INSTRUCTIONS FOR THE TASK:
Please say how many lines in the records below contain the word "necessary", giving the number alone.

(Saved data entries)
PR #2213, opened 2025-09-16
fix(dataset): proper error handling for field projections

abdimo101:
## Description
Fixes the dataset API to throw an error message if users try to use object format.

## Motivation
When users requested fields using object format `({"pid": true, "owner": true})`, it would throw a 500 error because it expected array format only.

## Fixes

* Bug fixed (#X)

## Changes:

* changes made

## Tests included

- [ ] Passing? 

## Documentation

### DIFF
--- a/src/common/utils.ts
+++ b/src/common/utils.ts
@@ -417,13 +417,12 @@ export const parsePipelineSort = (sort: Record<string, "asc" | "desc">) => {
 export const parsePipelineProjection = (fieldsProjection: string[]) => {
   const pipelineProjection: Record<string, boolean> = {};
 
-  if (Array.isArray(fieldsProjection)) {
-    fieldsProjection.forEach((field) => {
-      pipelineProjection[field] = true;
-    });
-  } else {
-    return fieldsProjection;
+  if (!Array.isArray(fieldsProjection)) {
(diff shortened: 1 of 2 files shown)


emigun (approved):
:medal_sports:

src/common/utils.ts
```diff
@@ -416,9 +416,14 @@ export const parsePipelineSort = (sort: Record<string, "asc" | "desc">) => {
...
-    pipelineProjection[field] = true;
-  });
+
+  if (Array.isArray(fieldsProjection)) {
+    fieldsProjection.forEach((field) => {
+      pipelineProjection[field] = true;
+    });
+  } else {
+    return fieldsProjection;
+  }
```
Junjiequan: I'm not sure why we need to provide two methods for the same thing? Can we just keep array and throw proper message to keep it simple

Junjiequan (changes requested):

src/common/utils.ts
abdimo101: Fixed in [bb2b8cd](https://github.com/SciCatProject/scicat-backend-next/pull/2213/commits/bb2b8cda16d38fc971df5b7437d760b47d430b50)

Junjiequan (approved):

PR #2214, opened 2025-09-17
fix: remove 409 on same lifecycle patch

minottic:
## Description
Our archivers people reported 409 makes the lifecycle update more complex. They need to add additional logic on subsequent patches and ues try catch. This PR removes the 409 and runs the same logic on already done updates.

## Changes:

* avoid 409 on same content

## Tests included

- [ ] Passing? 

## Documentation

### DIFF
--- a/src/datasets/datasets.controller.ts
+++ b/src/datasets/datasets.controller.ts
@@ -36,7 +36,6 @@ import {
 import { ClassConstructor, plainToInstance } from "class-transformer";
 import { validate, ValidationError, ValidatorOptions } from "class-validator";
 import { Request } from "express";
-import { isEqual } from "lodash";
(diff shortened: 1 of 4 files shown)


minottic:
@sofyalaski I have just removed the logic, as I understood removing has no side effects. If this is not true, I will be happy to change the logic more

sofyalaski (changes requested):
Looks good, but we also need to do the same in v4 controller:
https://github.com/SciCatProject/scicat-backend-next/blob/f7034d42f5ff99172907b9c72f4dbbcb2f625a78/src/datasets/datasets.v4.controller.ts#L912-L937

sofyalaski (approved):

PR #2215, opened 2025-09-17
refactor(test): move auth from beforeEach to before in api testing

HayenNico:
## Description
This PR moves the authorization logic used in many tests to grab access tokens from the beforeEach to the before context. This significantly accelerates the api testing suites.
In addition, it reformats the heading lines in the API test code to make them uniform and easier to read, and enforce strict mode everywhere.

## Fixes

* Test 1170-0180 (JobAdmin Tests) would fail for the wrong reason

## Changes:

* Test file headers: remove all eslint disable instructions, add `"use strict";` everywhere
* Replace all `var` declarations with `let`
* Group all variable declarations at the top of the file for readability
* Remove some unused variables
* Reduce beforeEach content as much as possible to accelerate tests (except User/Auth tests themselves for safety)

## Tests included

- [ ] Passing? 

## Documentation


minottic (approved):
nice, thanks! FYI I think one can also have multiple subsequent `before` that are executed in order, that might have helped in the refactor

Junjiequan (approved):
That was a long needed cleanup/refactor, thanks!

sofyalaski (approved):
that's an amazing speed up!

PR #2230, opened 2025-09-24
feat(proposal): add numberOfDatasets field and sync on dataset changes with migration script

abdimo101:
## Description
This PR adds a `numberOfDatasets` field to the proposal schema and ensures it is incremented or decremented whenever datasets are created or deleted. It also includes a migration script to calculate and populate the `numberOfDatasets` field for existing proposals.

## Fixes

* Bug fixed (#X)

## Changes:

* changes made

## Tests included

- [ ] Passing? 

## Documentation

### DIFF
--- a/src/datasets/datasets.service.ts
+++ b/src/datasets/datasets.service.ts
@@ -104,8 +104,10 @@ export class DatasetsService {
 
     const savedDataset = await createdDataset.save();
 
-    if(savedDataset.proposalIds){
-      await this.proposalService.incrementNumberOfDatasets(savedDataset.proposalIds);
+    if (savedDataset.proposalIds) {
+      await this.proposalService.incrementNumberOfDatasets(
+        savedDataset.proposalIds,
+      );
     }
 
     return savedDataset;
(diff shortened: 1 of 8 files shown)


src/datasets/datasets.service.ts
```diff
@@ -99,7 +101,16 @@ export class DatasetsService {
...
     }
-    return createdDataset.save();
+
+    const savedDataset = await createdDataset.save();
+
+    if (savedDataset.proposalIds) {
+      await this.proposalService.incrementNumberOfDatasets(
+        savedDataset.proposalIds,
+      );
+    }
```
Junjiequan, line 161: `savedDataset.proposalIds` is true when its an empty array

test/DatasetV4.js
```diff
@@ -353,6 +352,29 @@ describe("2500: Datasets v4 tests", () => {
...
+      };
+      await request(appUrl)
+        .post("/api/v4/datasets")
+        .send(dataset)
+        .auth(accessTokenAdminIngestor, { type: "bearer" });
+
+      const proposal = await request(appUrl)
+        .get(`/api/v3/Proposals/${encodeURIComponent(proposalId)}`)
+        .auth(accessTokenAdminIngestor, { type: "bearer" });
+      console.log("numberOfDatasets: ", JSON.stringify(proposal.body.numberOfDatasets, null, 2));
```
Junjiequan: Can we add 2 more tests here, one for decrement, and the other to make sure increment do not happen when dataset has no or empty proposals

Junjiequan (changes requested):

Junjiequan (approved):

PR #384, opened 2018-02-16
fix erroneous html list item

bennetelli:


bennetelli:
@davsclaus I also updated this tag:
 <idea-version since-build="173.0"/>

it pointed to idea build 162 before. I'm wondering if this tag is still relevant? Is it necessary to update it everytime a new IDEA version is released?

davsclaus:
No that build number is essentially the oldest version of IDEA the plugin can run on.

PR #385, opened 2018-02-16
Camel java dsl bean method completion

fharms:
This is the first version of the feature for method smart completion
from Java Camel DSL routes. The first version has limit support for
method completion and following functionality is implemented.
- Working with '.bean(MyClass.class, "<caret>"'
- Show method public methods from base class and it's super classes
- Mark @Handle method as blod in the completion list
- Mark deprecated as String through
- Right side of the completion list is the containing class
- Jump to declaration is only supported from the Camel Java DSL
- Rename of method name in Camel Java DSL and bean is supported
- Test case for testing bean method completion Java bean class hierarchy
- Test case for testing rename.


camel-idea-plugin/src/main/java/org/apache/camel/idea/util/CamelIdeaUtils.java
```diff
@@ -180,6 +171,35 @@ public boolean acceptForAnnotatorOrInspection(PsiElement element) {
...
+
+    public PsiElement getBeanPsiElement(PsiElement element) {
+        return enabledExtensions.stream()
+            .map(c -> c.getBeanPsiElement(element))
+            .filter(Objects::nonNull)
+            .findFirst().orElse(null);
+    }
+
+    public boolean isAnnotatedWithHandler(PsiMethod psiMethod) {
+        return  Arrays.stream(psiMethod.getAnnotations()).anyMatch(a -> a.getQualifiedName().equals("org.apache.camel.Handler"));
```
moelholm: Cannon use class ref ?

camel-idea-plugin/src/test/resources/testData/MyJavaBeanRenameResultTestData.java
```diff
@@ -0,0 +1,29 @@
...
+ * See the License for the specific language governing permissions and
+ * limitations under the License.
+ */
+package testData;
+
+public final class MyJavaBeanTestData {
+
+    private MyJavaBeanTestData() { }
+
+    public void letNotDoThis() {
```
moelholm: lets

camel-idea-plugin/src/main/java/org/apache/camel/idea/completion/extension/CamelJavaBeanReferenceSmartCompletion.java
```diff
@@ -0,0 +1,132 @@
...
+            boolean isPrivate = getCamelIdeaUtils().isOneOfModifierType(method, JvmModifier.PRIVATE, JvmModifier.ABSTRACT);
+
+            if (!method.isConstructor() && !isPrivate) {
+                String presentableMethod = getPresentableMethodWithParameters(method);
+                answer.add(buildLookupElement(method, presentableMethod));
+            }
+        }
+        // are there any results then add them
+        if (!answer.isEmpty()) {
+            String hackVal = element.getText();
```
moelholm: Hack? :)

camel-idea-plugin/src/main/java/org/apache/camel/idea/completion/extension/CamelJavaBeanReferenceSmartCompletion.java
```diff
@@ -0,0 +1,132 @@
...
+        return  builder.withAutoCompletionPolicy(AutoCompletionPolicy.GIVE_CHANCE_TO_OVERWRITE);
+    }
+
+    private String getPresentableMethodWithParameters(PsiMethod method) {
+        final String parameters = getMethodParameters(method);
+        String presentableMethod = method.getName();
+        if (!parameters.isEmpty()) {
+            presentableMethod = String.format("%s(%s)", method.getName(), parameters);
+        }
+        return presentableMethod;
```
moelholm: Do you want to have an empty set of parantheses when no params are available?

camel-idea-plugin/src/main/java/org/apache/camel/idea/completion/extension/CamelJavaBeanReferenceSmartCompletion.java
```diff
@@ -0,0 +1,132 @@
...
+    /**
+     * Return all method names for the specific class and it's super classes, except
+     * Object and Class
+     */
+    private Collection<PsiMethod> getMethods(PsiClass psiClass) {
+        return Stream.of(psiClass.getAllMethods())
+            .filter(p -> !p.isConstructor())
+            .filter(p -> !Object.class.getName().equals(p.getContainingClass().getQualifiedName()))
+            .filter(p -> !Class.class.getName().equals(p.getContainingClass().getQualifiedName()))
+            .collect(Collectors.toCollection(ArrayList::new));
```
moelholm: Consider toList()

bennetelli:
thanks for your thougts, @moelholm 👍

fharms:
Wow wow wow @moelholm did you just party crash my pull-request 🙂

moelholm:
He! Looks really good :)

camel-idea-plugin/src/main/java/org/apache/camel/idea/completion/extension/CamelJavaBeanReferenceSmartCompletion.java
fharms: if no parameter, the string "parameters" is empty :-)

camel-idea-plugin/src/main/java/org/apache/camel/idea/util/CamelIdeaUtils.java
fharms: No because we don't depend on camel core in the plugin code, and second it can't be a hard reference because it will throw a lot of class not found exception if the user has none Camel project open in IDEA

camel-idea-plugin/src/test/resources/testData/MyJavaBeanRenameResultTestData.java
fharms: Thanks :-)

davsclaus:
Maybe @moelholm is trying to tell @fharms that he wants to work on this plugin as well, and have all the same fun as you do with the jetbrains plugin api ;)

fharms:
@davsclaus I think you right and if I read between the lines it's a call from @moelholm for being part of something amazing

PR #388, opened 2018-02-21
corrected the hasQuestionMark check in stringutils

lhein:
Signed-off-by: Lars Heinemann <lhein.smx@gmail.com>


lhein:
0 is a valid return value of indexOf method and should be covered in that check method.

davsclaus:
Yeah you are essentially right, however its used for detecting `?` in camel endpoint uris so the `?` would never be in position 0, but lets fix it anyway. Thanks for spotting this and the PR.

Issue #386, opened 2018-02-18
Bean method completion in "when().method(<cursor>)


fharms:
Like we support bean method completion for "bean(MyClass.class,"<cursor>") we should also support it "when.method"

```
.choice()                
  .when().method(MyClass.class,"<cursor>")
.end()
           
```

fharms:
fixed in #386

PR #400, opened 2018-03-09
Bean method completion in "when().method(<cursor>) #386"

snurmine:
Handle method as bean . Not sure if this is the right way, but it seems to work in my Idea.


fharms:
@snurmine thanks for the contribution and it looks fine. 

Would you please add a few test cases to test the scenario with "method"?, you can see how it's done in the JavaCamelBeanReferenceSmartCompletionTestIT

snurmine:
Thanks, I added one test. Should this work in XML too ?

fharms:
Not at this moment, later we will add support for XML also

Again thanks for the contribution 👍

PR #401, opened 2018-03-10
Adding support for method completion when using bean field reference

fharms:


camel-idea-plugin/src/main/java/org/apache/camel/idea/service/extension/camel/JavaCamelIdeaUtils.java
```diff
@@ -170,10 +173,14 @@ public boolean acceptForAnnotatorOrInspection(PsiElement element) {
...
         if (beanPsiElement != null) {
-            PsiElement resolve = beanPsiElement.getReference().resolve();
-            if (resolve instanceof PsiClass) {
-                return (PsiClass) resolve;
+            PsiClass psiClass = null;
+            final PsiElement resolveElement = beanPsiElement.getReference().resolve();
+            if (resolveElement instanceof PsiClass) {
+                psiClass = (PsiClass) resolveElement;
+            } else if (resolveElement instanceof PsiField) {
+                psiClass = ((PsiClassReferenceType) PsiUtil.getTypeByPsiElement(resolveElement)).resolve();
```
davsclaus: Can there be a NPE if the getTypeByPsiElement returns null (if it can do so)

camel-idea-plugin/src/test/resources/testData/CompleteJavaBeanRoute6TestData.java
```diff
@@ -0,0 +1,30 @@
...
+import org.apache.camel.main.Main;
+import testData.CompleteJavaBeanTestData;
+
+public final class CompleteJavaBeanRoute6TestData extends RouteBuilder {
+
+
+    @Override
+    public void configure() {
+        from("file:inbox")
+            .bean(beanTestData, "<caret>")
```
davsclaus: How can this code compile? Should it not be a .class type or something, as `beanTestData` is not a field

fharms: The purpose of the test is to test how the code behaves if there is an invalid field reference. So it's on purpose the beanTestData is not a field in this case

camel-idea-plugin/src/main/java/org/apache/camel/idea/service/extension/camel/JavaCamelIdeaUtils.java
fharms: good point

---

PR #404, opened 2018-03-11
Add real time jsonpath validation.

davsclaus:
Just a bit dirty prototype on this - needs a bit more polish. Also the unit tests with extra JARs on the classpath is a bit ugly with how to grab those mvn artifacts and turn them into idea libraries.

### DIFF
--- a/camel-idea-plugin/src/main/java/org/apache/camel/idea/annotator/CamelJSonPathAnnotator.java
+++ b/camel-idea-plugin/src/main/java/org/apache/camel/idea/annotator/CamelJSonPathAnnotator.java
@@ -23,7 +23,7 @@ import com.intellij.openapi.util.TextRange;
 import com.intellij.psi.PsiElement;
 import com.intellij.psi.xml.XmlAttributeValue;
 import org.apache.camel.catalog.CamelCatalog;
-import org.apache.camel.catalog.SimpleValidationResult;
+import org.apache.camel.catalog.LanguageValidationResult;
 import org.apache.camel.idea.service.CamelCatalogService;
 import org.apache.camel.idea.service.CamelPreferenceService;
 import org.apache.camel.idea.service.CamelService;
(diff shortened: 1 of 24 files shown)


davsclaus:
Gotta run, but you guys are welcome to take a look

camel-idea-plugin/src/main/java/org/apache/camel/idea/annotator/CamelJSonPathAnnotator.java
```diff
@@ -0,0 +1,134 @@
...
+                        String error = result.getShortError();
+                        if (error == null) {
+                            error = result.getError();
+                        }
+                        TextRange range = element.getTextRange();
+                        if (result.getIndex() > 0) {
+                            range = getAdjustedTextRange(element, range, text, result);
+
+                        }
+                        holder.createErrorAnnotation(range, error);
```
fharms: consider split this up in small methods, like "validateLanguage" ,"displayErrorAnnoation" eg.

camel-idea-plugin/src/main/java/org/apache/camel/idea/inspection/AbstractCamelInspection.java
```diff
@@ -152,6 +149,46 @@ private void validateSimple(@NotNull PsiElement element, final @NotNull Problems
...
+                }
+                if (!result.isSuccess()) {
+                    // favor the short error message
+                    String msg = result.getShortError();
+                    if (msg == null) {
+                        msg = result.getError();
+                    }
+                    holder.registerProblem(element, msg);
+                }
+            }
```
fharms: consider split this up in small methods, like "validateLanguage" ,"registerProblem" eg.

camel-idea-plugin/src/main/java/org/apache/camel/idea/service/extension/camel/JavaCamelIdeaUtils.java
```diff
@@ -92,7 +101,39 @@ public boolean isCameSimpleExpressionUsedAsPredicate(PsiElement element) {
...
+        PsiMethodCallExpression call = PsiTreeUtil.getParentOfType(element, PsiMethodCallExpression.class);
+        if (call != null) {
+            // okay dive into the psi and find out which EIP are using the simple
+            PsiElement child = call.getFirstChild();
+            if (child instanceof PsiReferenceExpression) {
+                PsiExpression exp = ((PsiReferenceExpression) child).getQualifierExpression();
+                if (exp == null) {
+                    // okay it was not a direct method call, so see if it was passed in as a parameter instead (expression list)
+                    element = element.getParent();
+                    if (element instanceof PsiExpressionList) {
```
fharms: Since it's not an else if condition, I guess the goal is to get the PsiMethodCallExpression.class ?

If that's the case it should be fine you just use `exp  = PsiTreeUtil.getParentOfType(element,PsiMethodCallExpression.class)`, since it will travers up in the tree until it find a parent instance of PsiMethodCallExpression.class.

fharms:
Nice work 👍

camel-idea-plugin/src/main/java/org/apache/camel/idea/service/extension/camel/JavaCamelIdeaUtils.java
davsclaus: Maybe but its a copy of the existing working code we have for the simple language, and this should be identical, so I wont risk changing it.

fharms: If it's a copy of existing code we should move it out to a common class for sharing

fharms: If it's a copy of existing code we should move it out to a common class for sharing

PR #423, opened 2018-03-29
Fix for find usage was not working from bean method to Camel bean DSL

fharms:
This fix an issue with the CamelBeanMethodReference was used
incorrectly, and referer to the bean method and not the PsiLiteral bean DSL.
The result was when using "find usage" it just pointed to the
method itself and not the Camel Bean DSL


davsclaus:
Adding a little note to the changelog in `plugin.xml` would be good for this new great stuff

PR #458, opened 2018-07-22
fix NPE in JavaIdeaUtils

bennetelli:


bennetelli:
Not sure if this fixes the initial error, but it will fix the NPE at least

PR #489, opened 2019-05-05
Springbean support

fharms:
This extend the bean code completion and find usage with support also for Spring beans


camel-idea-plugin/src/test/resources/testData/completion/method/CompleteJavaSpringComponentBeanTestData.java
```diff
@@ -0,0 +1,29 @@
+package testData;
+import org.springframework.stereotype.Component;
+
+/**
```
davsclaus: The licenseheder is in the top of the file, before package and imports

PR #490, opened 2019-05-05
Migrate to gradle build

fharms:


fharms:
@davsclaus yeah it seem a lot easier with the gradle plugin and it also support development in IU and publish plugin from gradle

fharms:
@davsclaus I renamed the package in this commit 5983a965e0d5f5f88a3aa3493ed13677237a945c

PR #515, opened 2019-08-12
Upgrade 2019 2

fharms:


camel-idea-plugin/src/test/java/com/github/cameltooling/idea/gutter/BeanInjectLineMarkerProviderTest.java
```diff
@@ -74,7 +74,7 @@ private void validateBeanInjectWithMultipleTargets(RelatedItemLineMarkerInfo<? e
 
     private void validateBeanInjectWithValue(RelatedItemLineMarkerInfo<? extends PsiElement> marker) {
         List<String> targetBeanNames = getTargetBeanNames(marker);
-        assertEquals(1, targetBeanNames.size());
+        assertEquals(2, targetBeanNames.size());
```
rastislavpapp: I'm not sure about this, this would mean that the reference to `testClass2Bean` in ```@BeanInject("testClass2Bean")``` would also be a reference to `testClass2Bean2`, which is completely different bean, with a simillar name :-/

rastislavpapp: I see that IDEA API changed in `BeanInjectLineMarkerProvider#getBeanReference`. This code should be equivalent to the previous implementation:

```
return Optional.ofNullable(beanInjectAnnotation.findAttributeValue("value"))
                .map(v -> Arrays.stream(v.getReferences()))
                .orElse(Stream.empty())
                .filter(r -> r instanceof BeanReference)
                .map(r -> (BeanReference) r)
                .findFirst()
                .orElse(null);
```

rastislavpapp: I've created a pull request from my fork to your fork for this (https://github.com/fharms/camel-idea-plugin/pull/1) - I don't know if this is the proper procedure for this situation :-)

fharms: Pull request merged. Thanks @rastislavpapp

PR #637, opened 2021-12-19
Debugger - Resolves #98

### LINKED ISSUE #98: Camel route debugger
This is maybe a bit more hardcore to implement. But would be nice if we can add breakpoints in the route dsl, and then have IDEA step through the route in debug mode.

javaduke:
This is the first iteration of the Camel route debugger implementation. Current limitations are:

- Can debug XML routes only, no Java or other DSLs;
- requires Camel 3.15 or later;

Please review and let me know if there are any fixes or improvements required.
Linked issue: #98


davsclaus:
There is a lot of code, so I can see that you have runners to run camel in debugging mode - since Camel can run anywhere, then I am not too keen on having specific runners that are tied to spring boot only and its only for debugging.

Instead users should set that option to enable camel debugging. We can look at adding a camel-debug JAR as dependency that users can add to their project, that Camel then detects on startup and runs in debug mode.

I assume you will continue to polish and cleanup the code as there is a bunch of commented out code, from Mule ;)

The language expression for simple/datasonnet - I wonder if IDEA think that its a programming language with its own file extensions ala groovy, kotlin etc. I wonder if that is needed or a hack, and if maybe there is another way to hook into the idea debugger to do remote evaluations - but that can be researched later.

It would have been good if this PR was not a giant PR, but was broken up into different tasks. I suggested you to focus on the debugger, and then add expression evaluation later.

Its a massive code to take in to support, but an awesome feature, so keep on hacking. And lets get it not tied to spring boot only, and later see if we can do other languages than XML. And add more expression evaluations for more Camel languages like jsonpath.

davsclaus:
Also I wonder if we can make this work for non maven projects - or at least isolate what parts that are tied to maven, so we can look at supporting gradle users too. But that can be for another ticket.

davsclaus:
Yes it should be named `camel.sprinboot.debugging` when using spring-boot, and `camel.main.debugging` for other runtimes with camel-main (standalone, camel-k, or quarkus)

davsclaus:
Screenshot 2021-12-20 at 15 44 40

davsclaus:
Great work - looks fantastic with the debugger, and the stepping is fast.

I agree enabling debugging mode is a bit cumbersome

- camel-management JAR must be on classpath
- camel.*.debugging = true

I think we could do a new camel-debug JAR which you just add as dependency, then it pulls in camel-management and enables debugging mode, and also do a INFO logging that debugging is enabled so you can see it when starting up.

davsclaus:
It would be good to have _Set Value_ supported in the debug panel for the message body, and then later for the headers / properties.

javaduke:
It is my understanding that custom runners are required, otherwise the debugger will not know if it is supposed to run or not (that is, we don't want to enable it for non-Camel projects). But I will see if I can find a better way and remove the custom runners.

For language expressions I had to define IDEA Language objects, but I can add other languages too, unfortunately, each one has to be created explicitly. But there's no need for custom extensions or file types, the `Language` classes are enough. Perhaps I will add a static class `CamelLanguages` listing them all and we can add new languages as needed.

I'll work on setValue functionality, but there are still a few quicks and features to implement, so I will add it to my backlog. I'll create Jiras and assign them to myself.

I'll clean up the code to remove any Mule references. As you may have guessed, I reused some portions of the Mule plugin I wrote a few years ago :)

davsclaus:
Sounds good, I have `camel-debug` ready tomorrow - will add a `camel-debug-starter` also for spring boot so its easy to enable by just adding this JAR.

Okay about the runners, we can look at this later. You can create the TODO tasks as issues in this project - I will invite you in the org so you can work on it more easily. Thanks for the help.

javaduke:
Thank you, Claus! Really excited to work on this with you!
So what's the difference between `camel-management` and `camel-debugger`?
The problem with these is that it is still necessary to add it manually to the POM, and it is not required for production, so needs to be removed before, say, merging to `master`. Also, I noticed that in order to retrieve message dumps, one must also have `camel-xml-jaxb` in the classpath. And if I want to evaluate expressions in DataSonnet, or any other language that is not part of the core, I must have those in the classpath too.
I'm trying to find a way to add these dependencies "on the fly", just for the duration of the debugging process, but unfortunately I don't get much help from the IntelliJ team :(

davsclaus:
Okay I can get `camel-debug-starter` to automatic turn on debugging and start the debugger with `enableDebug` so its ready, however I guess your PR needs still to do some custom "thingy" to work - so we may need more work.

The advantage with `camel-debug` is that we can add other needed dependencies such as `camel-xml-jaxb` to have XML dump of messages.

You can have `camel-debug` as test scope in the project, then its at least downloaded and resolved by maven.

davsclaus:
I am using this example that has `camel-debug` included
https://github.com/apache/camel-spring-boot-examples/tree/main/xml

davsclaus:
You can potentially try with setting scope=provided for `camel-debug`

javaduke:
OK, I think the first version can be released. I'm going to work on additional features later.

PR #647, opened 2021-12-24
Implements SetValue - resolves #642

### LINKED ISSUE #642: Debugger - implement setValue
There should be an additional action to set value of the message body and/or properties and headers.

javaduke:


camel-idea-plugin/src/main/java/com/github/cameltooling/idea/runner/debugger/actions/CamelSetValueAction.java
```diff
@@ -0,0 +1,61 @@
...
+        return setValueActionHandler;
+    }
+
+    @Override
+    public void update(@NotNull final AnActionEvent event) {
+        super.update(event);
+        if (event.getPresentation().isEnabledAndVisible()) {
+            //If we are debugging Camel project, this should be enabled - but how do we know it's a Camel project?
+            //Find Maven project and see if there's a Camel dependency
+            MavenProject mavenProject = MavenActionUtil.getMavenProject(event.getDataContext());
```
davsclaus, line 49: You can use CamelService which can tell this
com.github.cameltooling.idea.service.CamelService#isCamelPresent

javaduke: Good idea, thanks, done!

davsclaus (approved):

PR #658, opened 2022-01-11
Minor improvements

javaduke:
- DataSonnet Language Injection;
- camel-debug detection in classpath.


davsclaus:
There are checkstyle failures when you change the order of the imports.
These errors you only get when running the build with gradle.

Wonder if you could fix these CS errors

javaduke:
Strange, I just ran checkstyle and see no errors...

...

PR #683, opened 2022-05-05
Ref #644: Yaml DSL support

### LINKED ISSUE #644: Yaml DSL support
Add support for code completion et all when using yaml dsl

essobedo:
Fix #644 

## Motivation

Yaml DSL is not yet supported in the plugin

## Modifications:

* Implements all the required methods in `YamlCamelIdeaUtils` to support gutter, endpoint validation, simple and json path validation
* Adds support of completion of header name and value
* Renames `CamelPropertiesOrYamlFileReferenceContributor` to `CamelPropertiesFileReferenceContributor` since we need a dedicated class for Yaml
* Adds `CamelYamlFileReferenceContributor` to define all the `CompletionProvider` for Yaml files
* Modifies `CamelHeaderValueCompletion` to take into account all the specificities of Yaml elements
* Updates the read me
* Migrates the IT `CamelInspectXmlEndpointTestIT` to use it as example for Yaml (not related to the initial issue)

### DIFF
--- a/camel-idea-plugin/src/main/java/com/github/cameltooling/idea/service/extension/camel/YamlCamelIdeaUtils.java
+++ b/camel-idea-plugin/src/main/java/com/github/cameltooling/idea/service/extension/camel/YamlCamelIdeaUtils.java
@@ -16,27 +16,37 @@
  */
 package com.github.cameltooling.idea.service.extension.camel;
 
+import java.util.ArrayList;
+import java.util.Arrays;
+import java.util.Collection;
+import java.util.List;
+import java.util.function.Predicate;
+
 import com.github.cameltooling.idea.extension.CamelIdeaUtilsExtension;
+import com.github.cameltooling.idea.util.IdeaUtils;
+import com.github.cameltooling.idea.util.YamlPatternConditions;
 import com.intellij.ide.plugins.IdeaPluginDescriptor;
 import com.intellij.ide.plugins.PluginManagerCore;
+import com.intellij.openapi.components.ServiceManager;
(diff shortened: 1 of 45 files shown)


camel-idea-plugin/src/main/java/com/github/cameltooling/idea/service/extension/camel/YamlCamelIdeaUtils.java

REPLY TO THE EXERCISE:
2